Flare estimates that about 20,000 patients in the US with advanced urothelial cancer might be eligible for treatment with FX-909 on an annual basis. "Bladder cancer for many decades has been primarily treated with chemotherapy regimens. In the last 10 to 12 years there's been an advent of new drugs coming to market," Bowden said. "Immuno-oncology combination agents are moving up to first-line and chemotherapy is moving back as a last resort. In the middle is a place where our drug would be positioned. Understanding that space is very important."

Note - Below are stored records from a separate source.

PR #515, opened 2025-03-07
feat(#509): refactor ledger value type to map from currency symbol to…

### LINKED ISSUE #509: Refactor `Value` type to represent map from currency symbol to pairs of token name and amount

sourabhxyz:
… another map from token name to amount

Closes #509.


symbolic-ledger/src/ZkFold/Symbolic/Ledger/Types/Value.hs
```diff
@@ -53,19 +62,31 @@ addValue ::
...
+       (UnsafeMultiAssetValue (singleton (mintingPolicy, singleton (tokenInstance, tokenQuantity))))
+       multiVal
+  where
+    addTokenAmount tokenAmountList =
+      let (tokenHead@(tokenHeadToken, tokenHeadAmount), tokenTail) = uncons tokenAmountList
+          tokenAmountAdded =
+            ifThenElse (tokenHeadToken == tokenInstance)
+              ((tokenHeadToken, tokenHeadAmount + tokenQuantity) .: tokenTail)
+              (tokenHead .: addTokenAmount tokenTail)
+      in ifThenElse (null tokenAmountList)
```
sourabhxyz, line 87: @vlasin If `null tokenAmountList` is true, would `tokenAmountAdded` be exercised?

symbolic-ledger/src/ZkFold/Symbolic/Ledger/Types/Value.hs
```diff
@@ -35,12 +37,19 @@ data Value context = Value
   , tokenQuantity :: UInt 64 Auto context
   }
 
-newtype MultiAssetValue context = UnsafeMultiAssetValue (List context (Value context))
+-- | Denotes multiple values.
+newtype MultiAssetValue context = UnsafeMultiAssetValue (List context (CurrencySymbol context, List context (Token context, UInt 64 Auto context)))
 
+-- | Constraint for a tuple to represent a symbolic data.
+type TupleSymbolicData c x y = (SymbolicData (x c), SymbolicData (y c), HApplicative (Context (x c)), Context (x c) ~ Context (y c), Support (x c) ~ Support (y c))
```
sourabhxyz, line 44: I should likely give this a better name and move it in more suitable module.

symbolic-ledger/src/ZkFold/Symbolic/Ledger/Types/Value.hs
vlasin: Yes

symbolic-ledger/src/ZkFold/Symbolic/Ledger/Types/Value.hs
vlasin: We have an instance of `SymbolicData` for a pair. This should not be necessary.

symbolic-ledger/src/ZkFold/Symbolic/Ledger/Types/Value.hs
```diff
@@ -26,62 +51,106 @@ type MintingContract tx w context = Contract tx (Token context) w context
...
-  => Conditional (Bool context) (MultiAssetValue context)
-  => BooleanOf (Token context) ~ Bool context
-  => Eq (Token context)
-  => SymbolicEq (CurrencySymbol context)
-  => Context (CurrencySymbol context) ~ context
+addValue Value {..} (UnsafeMultiAssetValue valList) =
+  let (policyExisted, _, _, _, r) =
+        Symbolic.List.foldr (Morph \((yp :: CurrencySymbol s, yas :: List s ((Token s, Amount s))), (found :: Bool s, mintingPolicy' :: CurrencySymbol s, tokenInstance' :: Token s, tokenQuantity' :: Amount s, ys)) ->
+          let isSame :: Bool s = mintingPolicy' == yp
+              tokenAmountAdded = addTokenAmount tokenInstance' tokenQuantity' yas
```
sourabhxyz, line 132: @vlasin @TurtlePU Currently this computation occurs for all currency symbol entries in list, is there a way to only have it computed in case `isSame` is true?

symbolic-ledger/src/ZkFold/Symbolic/Ledger/Types/Value.hs
sourabhxyz: Earlier types `Token context` etc. were not having required instances and that's why I needed this constraint. But now that I have provided those instances, this is no longer needed.

symbolic-ledger/src/ZkFold/Symbolic/Ledger/Types/Value.hs
vlasin: Well, in general, all symbolic computations are "strict", but this fact does not rule out the possibility of some optimizations.

The reason why there is no easy way to avoid doing all the extra computations (on each iteration of `foldr`) is because `isSame` is a "variable" when we compile the circuit (i.e., executing this code with `ArithmeticCircuit` context). It does not have a particular "value" until we plug concrete numbers into the already-built circuit.

vlasin (approved):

In a molecular real-world profiling study that Flare carried out in partnership with Tempus, they found that in urothelial cancer patients, PPAR gamma is conserved as the disease progresses. The study also showed that patients with metastatic disease harbor high PPAR gamma expression with genetic changes in PPAR gamma, RXR alpha, and FGFR3 that have been linked to urothelial cancer in the Cancer Genome Atlas (TCGA) and other published datasets. Flare initiated the study in an effort to build a cohort similar to the one that will be enrolled in its Phase I trial. They assembled a cohort of 3,000 patients for the study. "To put that in perspective," said Bowden, "the TCGA datasets are 400-plus locally advanced metastatic patients."